# selling t-shirts on ebay



## rapmoney1

I have an ebay store based on selling plastisol transfer designs. I was wondering how do i see other t-shirt shops on ebay doing 200+ tees a month. what am i doing wrong? what marketing strat am i missing here?


----------



## TYGERON

Whew, that's a veeeery open ended question.

What kind of designs are you offering and what market are they geared toward?

And what are you doing to draw traffic to your store?

Post a link to it or post some design.


----------



## taricp35

One thing we can't tell you is how someone else is able to sell tons of shirts. Only thing we can tell you is that you have to drive traffic to your site, have something to keep there interest once you get them there, and cross your fingers and hope they buy something. Seriously, there is no magic strategy. It could be any number of things he is using. Just market the best you can and don't stop because it is an ongoing process.


----------



## Tshirtgang

They are offering designs that are made to order which allows them to offer a much larger amount of designs. It also removes the risk of carrying inventory, and if you find a good t shirt fulfillment company you will never have to invest a dime.


----------



## TripleSevensCC

I don't sell shirts on ebay now because I moved to Canada from the US and stopped how ever I can offer some 2 year old advice.
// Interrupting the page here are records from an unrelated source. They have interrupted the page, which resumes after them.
PR #2765, opened 2026-06-16
Stabilize "publish topic metrics" functional test

maeldonn:
The trigger relied on summing the debounced 'consumed' event counts to exactly messages.length, which is fragile under CI timing. Check the queueProcessor's own consumedMessages array instead, guarded by a flag so the block runs once even if 'consumed' fires again after we have enough.

Issue: BB-789


SylvainSenechal (approved):

anurag4DSB (approved):

benzekrimaha (approved):

maeldonn:
Replaced with #2764

PR #2766, opened 2026-06-18
feat(lifecycle): support Days=0 expiration (current, noncurrent, abort-MPU)

delthas:
## Summary

Support an explicit lifecycle expiration rule with `Days=0` (previously the minimum was 1) as the unambiguous "empty this bucket" intent — for current `Expiration.Days`, `NoncurrentVersionExpiration.NoncurrentDays`, and orphan delete-marker expiration.

The only backbeat code that dropped `Days=0` was the V2 listing optimizer (`RulesReducer`), which used truthy `if (r.Expiration.Days)` gates. These are switched to `!== undefined`. `days=0` then yields a listing with no `BeforeDate` (lists all objects) — the same internal state a past-dated `Expiration.Date` already produces. Per-object eligibility checks (`LifecycleTask` / `LifecycleTaskV2`) already handle `0`.

`AbortIncompleteMultipartUpload.DaysAfterInitiation=0` needs no backbeat change: MPUs are listed via `listMultipartUploads` (not the reducer), and the per-object check already supports `0`.

## Dependencies

This change is **self-contained** — the reducer reads the already-stored `Days` value and never calls arsenal's lifecycle parser, so backbeat needs no arsenal change. The earlier arsenal-bump commit has been **dropped**; this PR inherits `development/9.5`'s arsenal pin (`8.4.7`) with no version jump.

End-to-end, `Days=0` still requires the *storage* side to accept and persist a 0-day rule — arsenal **ARSN-597** (relaxed day-based validators, now on the 8.5 line) as consumed by cloudserver **CLDSRV-928**. That's a runtime/rollout ordering, not a build dependency of this PR.

## Notes

- `Days=0` deliberately diverges from AWS S3 (which requires ≥ 1); that divergence is what makes it a safe explicit intent signal.

Issue: BB-791

### DIFF
--- a/extensions/lifecycle/util/RulesReducer.js
+++ b/extensions/lifecycle/util/RulesReducer.js
@@ -142,8 +142,7 @@ class RulesReducer {
         let storageClass;
 
         if (r.Expiration) {
-            // NOTE: Expiration Days cannot be 0.
-            if (r.Expiration.Days) {
+            if (r.Expiration.Days !== undefined) {
                 days = this._decrementExpirationDay(r.Expiration.Days);
             } else if (r.Expiration.Date) {
                 if (r.Expiration.Date <= this._currentDate) {
@@ -200,8 +199,8 @@ class RulesReducer {
         let storageClass;
 
         if (r.NoncurrentVersionExpiration) {
-            // 'NoncurrentDays' for NoncurrentVersionExpiration action is a positive integer
-            if (r.NoncurrentVersionExpiration.NoncurrentDays) {
+            // 'NoncurrentDays' for NoncurrentVersionExpiration action is a nonnegative integer
+            if (r.NoncurrentVersionExpiration.NoncurrentDays !== undefined) {
                 days = this._decrementExpirationDay(r.NoncurrentVersionExpiration.NoncurrentDays);
             }
         }
@@ -246,7 +245,7 @@ class RulesReducer {
         // NOTE: When you specify the Days tag, Amazon S3 automatically performs ExpiredObjectDeleteMarker
         // cleanup when the delete markers are old enough to satisfy the age criteria.
         if (r.Expiration) {
-            if (r.Expiration.Days) {
+            if (r.Expiration.Days !== undefined) {
                 days = this._decrementExpirationDay(r.Expiration.Days);
             } else if (r.Expiration.Date) {
                 if (r.Expiration.Date <= this._currentDate) {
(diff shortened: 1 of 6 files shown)


package.json
```diff
@@ -54,7 +54,7 @@
     "@scality/cloudserverclient": "^1.0.8",
     "@smithy/node-http-handler": "^3.3.3",
     "JSONStream": "^1.3.5",
-    "arsenal": "git+https://github.com/scality/arsenal#8.3.9",
+    "arsenal": "git+https://github.com/scality/arsenal#f5d43abeb8139ec8835ef0354888ff13ddb14d8b",
```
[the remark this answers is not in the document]
delthas: I know

extensions/lifecycle/util/RulesReducer.js
```diff
@@ -200,8 +199,8 @@ class RulesReducer {
         let storageClass;
 
         if (r.NoncurrentVersionExpiration) {
-            // 'NoncurrentDays' for NoncurrentVersionExpiration action is a positive integer
-            if (r.NoncurrentVersionExpiration.NoncurrentDays) {
+            // 'NoncurrentDays' for NoncurrentVersionExpiration action is a nonnegative integer
+            if (r.NoncurrentVersionExpiration.NoncurrentDays !== undefined) {
```
SylvainSenechal, line 203: should we use >= 0 instead of !== undefined 🤔 

For this line but also the other in this file, I think result is the same but more readable and gatekeep negative values

SylvainSenechal (approved):

extensions/lifecycle/util/RulesReducer.js
delthas: Good point — for valid input the two are equivalent. I kept `!== undefined` for consistency: the transition checks in these same functions (`r.Transitions[0].Days !== undefined`, `r.NoncurrentVersionTransitions[0].NoncurrentDays !== undefined`) and all the per-object checks in `LifecycleTask`/`LifecycleTaskV2` already use this idiom, so switching only the three expiration gates would mix two styles within the same function.

Negative values can't reach the reducer anyway — arsenal validates day-based actions as nonnegative (ARSN-597 routes them through `_checkDays`), so this gate is really a presence check (Days vs Date vs ExpiredObjectDeleteMarker) rather than a re-validation.

benzekrimaha (approved):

I used to sell NASCAR hats on ebay and have many years experience selling on there. There are a number of factors to increase sales on ebay and it takes time and research to find those out. Some examples is most of those sellers selling 200+ shirts a month have 2000 plus listings and are not making to much money because the number of listings they have. Ebay is getting rich from them. 

Other factors are the number of sales a seller has. For example I had over 1000 or 2000 feedbacks so I could sell hats for more then others with lower feedback numbers.

Also sometimes offering free shipping could get more sales so $20 free shipping would get more sales.Other times I would have to change the set up to sell the hats for $13 with $7 shipping. You need to look at completed sales on ebay to see where your products are trending.

I have not been selling on ebay for the last couple of years but when I do research now I notice most people selling 200 shirts a month have between 2000 to 65000 listings and I can tell you they are not making to much money doing that if any money at all.


----------



## danarkett

200+ t-shirts, in what, a year or a month?


----------



## zonayed

I think you have to have good eBay rating too!!


----------



## Tshirtgang

TrippleSevensCC

You are correct about Ebay the fees can get out of hand especially if you are offering shirt designs that don't sell.

i am not sure the last time you used Ebay but it has changed which makes it more affordable to list shirts. There are less up front fees and higher post sales fees. The listing fees if you have a store are as low as 5 cents per shirt.

They key is to research and offer designs that are in the news or are trending. We have had sellers sell 50 shirts of one design in 10 minutes on Ebay. IF you can come up with great designs and be the first to do so, the HOME RUN is their!

I know for a fact that many t shirt sellers are making good money on Ebay selling T Shirts. Much higher margins then selling on the other marketplaces that control your store/fulfillment.


----------



## TripleSevensCC

Tshirtgang said:


> TrippleSevensCC
> 
> You are correct about Ebay the fees can get out of hand especially if you are offering shirt designs that don't sell.
> 
> i am not sure the last time you used Ebay but it has changed which makes it more affordable to list shirts. There are less up front fees and higher post sales fees. The listing fees if you have a store are as low as 5 cents per shirt.
> 
> They key is to research and offer designs that are in the news or are trending. We have had sellers sell 50 shirts of one design in 10 minutes on Ebay. IF you can come up with great designs and be the first to do so, the HOME RUN is their!
> 
> I know for a fact that many t shirt sellers are making good money on Ebay selling T Shirts. Much higher margins then selling on the other marketplaces that control your store/fulfillment.


Thanks for bringing that to my attention about listing fees as I said my info is 2 years old because I am now in the Canadian military and no longer live at my house in KY or sell on ebay. I have looked into people selling to my target market selling between 100 to 200 shirts a month and the one with the lowest number of listings was over 2000 so even at 5 cents that is $100 not including final value fees for selling items and paypal fees. Add shipping charges and packaging charges and a lot of what looks like profit is not so much anymore. One thing ebay can do for you is move large amounts of product which allows to to buy in larger amounts and get better prices. If you are selling on your on website as well this helps out.

Just so everyone knows if you find a seller selling 100 plus shirts a month check to see how many listings he has... You can also search under completed listings for the seller and find out how many listing they have had in the last month. Many times 100 sales in a month is not that impressive compared to the number of listing they have in that time.


----------



## amandahansen

i have the same questions with you,


----------